You can read about my favorite off grid shower design here.

The Sponge Bath

If you are unable to shower, take a sponge bath. Just washing your face, hands, and feet, wetting and combing your hair and washing your hot spots and you’ll feel like a new person, especially if you change your socks and underwear. In the 90’s, I experimented with sponge baths with baby wipes, and they will make you feel human again after a day on the trail, but I ended up switching to washcloths, soap and water. I carry water and soap anyway and I feel that soap and water is more multiuse and eliminates disposable wipes.

Urban Hygiene

Sometimes you may have access to a restroom with a sink or a water spigot. This is common in rest stops, parks, restrooms and campgrounds. Here are a few tools that can help in these situations:

  • Sillcock Key – Commercial buildings often use sillcocks to prevent unauthorized water use. Most are accessible with common sillcock keys. In fact, I have only needed one size of sillcock key to access water where I live, so I don’t carry a big heavy steel 4-way sillcock key, I just carry a cut down, lightweight version of the one tool that I need.
  • Silicone Sink Stopper – This is just a round silicone pad with a little handle used to stopper sinks and tubs so they will hold water.
  • Universal Sink Showerhead – This solves the problem of washing your hair in a sink. A flexible universal adapter fits over the faucet on most sinks and is attached to a small showerhead with a short length of hose.

Clothing must be kept clean to keep you warm and dry. At a minimum, you should carry extra socks and underwear and launder soiled clothing when you camp or sleep.

The Dry Bag Laundry Machine

Backpackers and river rafters long ago learned to wash clothes in a dry back with very little hot water and soap, but who knows, our ancestors probably laundered clothing in waterproof bags made from animal bladders or stomachs.

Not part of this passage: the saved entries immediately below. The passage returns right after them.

PR #4739, opened 2026-08-27
feat(bigquery): implement watermark column query based replication for bigquery sources

dtunikov:
This PR implement the third BigQuery replication mode - query based replication based on user-specified watermark/cursor column (for example `created_at`).

- Added a new field to `TableMapping` called watermark_column. It's a required field for BigQuery sources with query-based replication mode.
- Implemented new `pullTableQuery` function in biguqery/cdc.go. It fetches data from the table using a simple SQL query like: `SELECT ... FROM ... WHERE col > lower AND col <= upper`.
- Adjusted initial snapshot checkpoint calculation logic. For query-based CDC we use `SELECT max(watermark_column) FROM table` as a snapshot boundary and store it as an initial CDC checkpoint. So, in this mode we don't use `FOR SYSTEM_TIME AS OF TIMESTAMP`, instead we query: `SELECT ... FROM ... WHERE col < max(watermark_col)`.

Resolves DBI-1056.


protos/flow.proto
```diff
@@ -52,6 +52,9 @@ message TableMapping {
   // Only meaningful when the mirror's BigqueryCdcConfig.replication_mode is
   // BIGQUERY_REPLICATION_MODE_EVENTS.
   BigqueryCdcEventsFunction bigquery_cdc_events_function = 10;
+  // the column to use as a cursor for query-based CDC replication
+  // required if replication_mode is BIGQUERY_REPLICATION_MODE_QUERY
+  string watermark_column = 11;
```
dtunikov: The plan is to have an option on the UI to configure `watermark_column` per table + to be able to type in a global `watermark_column` name (since in most cases the same column name is used for all tables, like `created_at`).
I think it can be handled completely on the UI and here we just get the column for every configured table. (e.g. we won't need to store `global_watermark_column` on the flow config lvl)

dtunikov: another thing is that I decided not to add `bigquery_` prefix to its name, because it might be used for other query-based CDC connectors in the future.

flow/connectors/bigquery/qrep_object_pull.go
```diff
@@ -557,19 +638,42 @@ func (c *BigQueryConnector) SetupReplication(
...
+// watermark_column <= that same bound so CDC's first poll (watermark_column > checkpoint)
+// picks up exactly where the snapshot left off.
+func (c *BigQueryConnector) setupQueryModeReplication(
+	ctx context.Context,
+	req *protos.SetupReplicationInput,
+	cfg *protos.FlowConnectionConfigsCore,
+) (map[string]time.Time, error) {
+	checkpointByTable := make(map[string]time.Time, len(cfg.TableMappings))
+	for _, tableMapping := range cfg.TableMappings {
+		watermark, err := c.maxWatermarkValue(ctx, tableMapping.SourceTableIdentifier, tableMapping.GetWatermarkColumn())
```
dtunikov: We could also use BQ current timestamp as an initial watermark value.
I don't have a strong preference here, both ways should work fine.

protos/flow.proto
```diff
@@ -35,8 +35,9 @@ message ColumnSetting {
 // EVENTS-mode CDC polling (see BigQueryReplicationMode) for one table:
 // APPENDS() (insert-only) or CHANGES() (insert/update/delete).
 enum BigqueryCdcEventsFunction {
-  BIGQUERY_CDC_EVENTS_FUNCTION_APPENDS = 0;
-  BIGQUERY_CDC_EVENTS_FUNCTION_CHANGES = 1;
+  BIGQUERY_CDC_EVENTS_FUNCTION_UNSPECIFIED = 0;
```
dtunikov, line 38: since it's not used in production yet - it's safe to update these enums
would make validation more predictable in peerdb and clickpipes

flow/connectors/bigquery/cdc.go
```diff
@@ -525,3 +533,97 @@ func (c *BigQueryConnector) pullTableChanges(
...
+	dsTable, err := c.convertToDatasetTable(sourceTableIdentifier)
+	if err != nil {
+		return 0, fmt.Errorf("failed to parse table identifier %s: %w", sourceTableIdentifier, err)
+	}
+
+	buildQueryModePullQuery := func(dsTable string, watermarkColumn string, exclude map[string]struct{}) string {
+		col := quotedIdentifier(watermarkColumn)
+		return fmt.Sprintf("SELECT *%s FROM %s WHERE TIMESTAMP(%s) > @start AND TIMESTAMP(%s) <= @end ORDER BY %s",
+			exceptClause(exclude), dsTable, col, col, col)
+	}
```
Jeremyyang920, line 546: nit: Could we maybe extra this to a package level function, then above for runPullQuery we can use a named type instead of the closure definition. Would also ensure that if we ever change the signature, we don't need to update it in multiple places.

flow/connectors/bigquery/cdc.go
```diff
@@ -525,3 +533,97 @@ func (c *BigQueryConnector) pullTableChanges(
...
+	locateColumnIndex := func(schema bigquery.Schema, name string) int {
+		for i, field := range schema {
+			if field.Name == name {
+				return i
+			}
+		}
+		return -1
+	}
```
Jeremyyang920: This seems quite excessive for what it is used for and only used once. If I recall stdlib semantics correctly, you can just use slices.IndexFunc for this.

flow/connectors/bigquery/cdc.go
dtunikov: will do that in the follow-up PR where I replaced EXCEPT with explicit column selection set (since this code will change a bit there)

protos/flow.proto
```diff
@@ -52,6 +53,9 @@ message TableMapping {
   // Only meaningful when the mirror's BigqueryCdcConfig.replication_mode is
   // BIGQUERY_REPLICATION_MODE_EVENTS.
   BigqueryCdcEventsFunction bigquery_cdc_events_function = 10;
+  // the column to use as a cursor for query-based CDC replication
+  // required if replication_mode is BIGQUERY_REPLICATION_MODE_QUERY
+  string query_cdc_watermark_column = 11;
```
dtunikov, line 58: no bigquery prefix since it will be used by other query-cdc connectors in the future

flow/pkg/bigquery/validation.go
```diff
@@ -56,3 +77,306 @@ func TablesHaveChangeHistoryEnabled(
...
+	for _, col := range t.Columns {
+		if col.IsPK {
+			return true
+		}
+	}
+	return false
+}
+
+// GetTables returns information about the specified tables
+func GetTables(
```
dtunikov, line 103: if we encounter issues with datasets that have a lot of tables - we can consider using plain SELECT over bigquery system tables.

flow/pkg/bigquery/validation.go
```diff
@@ -56,3 +77,306 @@ func TablesHaveChangeHistoryEnabled(
 	}
 	return result, nil
 }
+
+// ColumnInfo describes a single column of a BigQuery table.
+type ColumnInfo struct {
```
dtunikov, line 82: tried to move everything related to validation here so that it'd be re-usable from the ClickPipes

flow/connectors/bigquery/source.go
```diff
@@ -4,127 +4,102 @@ import (
...
 	"cloud.google.com/go/storage"
 	"google.golang.org/api/iterator"
 
 	"github.com/PeerDB-io/peerdb/flow/generated/protos"
 	bqvalidate "github.com/PeerDB-io/peerdb/flow/pkg/bigquery"
-	"github.com/PeerDB-io/peerdb/flow/pkg/common"
 	"github.com/PeerDB-io/peerdb/flow/shared/exceptions"
 )
 
 func (c *BigQueryConnector) ValidateMirrorSource(ctx context.Context, cfg *protos.FlowConnectionConfigsCore) error {
```
dtunikov, line 16: logic was moved to pkg so that it'd be easy to share with the ClickPipes
ValidateMirrorSource just builds `bqvalidate.SourceConfig` and passed it to pkg functions

flow/connectors/bigquery/qrep_object_pull.go
```diff
@@ -451,15 +495,19 @@ func buildBigQueryExportSQL(
 	}
 
 	uri := fmt.Sprintf("%s/%s/*.parquet", snapshotStagingPath, url.PathEscape(sourceTableIdentifier))
-	snapshotLiteral := snapshotTime.UTC().Format("2006-01-02 15:04:05.999999")
+	boundLiteral := bound.UTC().Format("2006-01-02 15:04:05.999999")
+
+	from := fmt.Sprintf("%s FOR SYSTEM_TIME AS OF TIMESTAMP('%s UTC')", dsTable.stringQuoted(), boundLiteral)
+	if watermarkColumn != "" {
+		from = fmt.Sprintf("%s WHERE TIMESTAMP(%s) <= TIMESTAMP('%s UTC')",
+			dsTable.stringQuoted(), quotedIdentifier(watermarkColumn), boundLiteral)
```
itsbilal, line 503: `watermarkColumn` should never be pre-quoted right?

flow/pkg/bigquery/validation.go
itsbilal: for my own understanding: we'll also call this directly from `discovery` and that's why we moved this here?

flow/connectors/bigquery/source.go
```diff
@@ -4,127 +4,102 @@ import (
...
+		Tables:         tables,
 	}
 
-	bucket := c.storageClient.Bucket(stagingPath.Bucket())
-
-	it := bucket.Objects(ctx, &storage.Query{Prefix: stagingPath.QueryPrefix()})
-	_, err = it.Next()
-	if err != nil && !errors.Is(err, iterator.Done) {
-		return fmt.Errorf("failed to access staging bucket: %w", exceptions.NewBigQueryError(err))
+	tablesByKey, err := bqvalidate.ValidateSourceTables(ctx, sourceConfig)
```
itsbilal, line 69: nit: maybe we can have a function in bqvalidate that calls both this and `ValidateSourceCDC` in the CDC case? Feels a little awkward to thread state from one call into another (`tablesByKey`).

itsbilal (commented):
Mostly looks good to me, just some clarifying questions. I'll look at the tests next!

flow/e2e/bigquery_cdc_test.go
```diff
@@ -258,6 +272,52 @@ func (s BigQueryClickhouseSuite) Test_BigQuery_CDC_Appends_Insert_Only() {
 	RequireEnvCanceled(t, env)
 }
 
+// Test_BigQuery_CDC_Query_Mode covers BIGQUERY_REPLICATION_MODE_QUERY: a plain
+// SELECT ... WHERE watermark_column > lower AND watermark_column <= upper scan,
+// rather than APPENDS()/CHANGES(). The initial snapshot is bounded by the
+// watermark column's max value at setup time instead of FOR SYSTEM_TIME AS OF.
+func (s BigQueryClickhouseSuite) Test_BigQuery_CDC_Query_Mode() {
```
itsbilal, line 279: nit: I see this is a convention in this file but usually we don't use underscore in test function names right? It'd just be `TestBigQueryCDCQueryMode`

itsbilal (approved):

flow/e2e/bigquery_cdc_test.go
dtunikov: oh, yeah, it's a convention + it's not an actual Test function
there is an e2e tests framework that has a single Test function per source (e.g. `TestBigQueryClickhouseSuite` in this case)
it calls e2eshared.RunSuite which internally runs all methods of BigQueryClickhouseSuite that have Test prefix
So, theoretically it could have been TestAbc, but this might get confusing with actual go Test functions..

flow/connectors/bigquery/source.go
dtunikov: yeah, thought about the same, but couldn't find the right abstraction
refactored it a bit
made a single ValidateSource exposed function that has all validations inside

The dry bag laundry machine is simple. You just take a dry bag add clothes, water and a washboard surface. For the washboard, I have used a plastic travel washboard I found on Muji or clean pair of flip flops, Teva sandals or any other clean rubber or plastic object with a tread or washboard surface that won’t be damaged and will clean clothing without damaging the clothing.

You put water in the dry bag, add your clothing, add laundry soap, evacuate most of the air, close the bag, and rub the clothes against the washboard surface in the bag for a few minutes. Then open the bag, rinse the clothing, and hang it to dry. You can do this on the trail, in a bathroom sink, in a river, or pretty much anywhere.

For soap, I use Dr Bronner’s unscented castile liquid soap because it is biodegradable and works as soap, shampoo, dish soap, and laundry soap, simplifying logistics.

This method is so successful that you can now buy drybags that have a washboard surface molded into them for washing clothing such as the Scrubba Wash Bag.

Drying Clothing

Choosing quick dry clothing greatly simplifies the task of drying laundry. In most cases, you can wash in a dry bag, sink or wash basin at night, wring it out by hand, and hang it to dry.

My wife taught me a trick her family uses to dry clothing on humid, rainy days in Brazil. They pull the refrigerator away from the wall and hang clothes to dry on the coils on the back of the fridge.

The 3-bucket system minimizes dishes pots as a disease vector, but the main thing is still washing your hands!

  1. Scrape Your Plates – Remove everything you can before washing.
  2. Compost Green Waste – Save money and eliminate 25% of what most household sent to the dump by turning into better compost that you can buy.
  3. Use Biodegradable Soap
  4. Use the 3-Bucket System – Wash in hot, soapy water. Rinse in clean cold water. Sanitize with diluted bleach.
  5. 200’ Rule – Strained gray water should be repurposed or scattered at least 200’ from surface water sources, campsites and trails. In bear country keep at least 100 yards between your kitchen, where you use the bathroom, and where you sleep.

Summary

Following practical low water routines for washing hands, bodies, and laundry, and the 3-bucket system for dishes, will prevent illness off grid while using minimal water.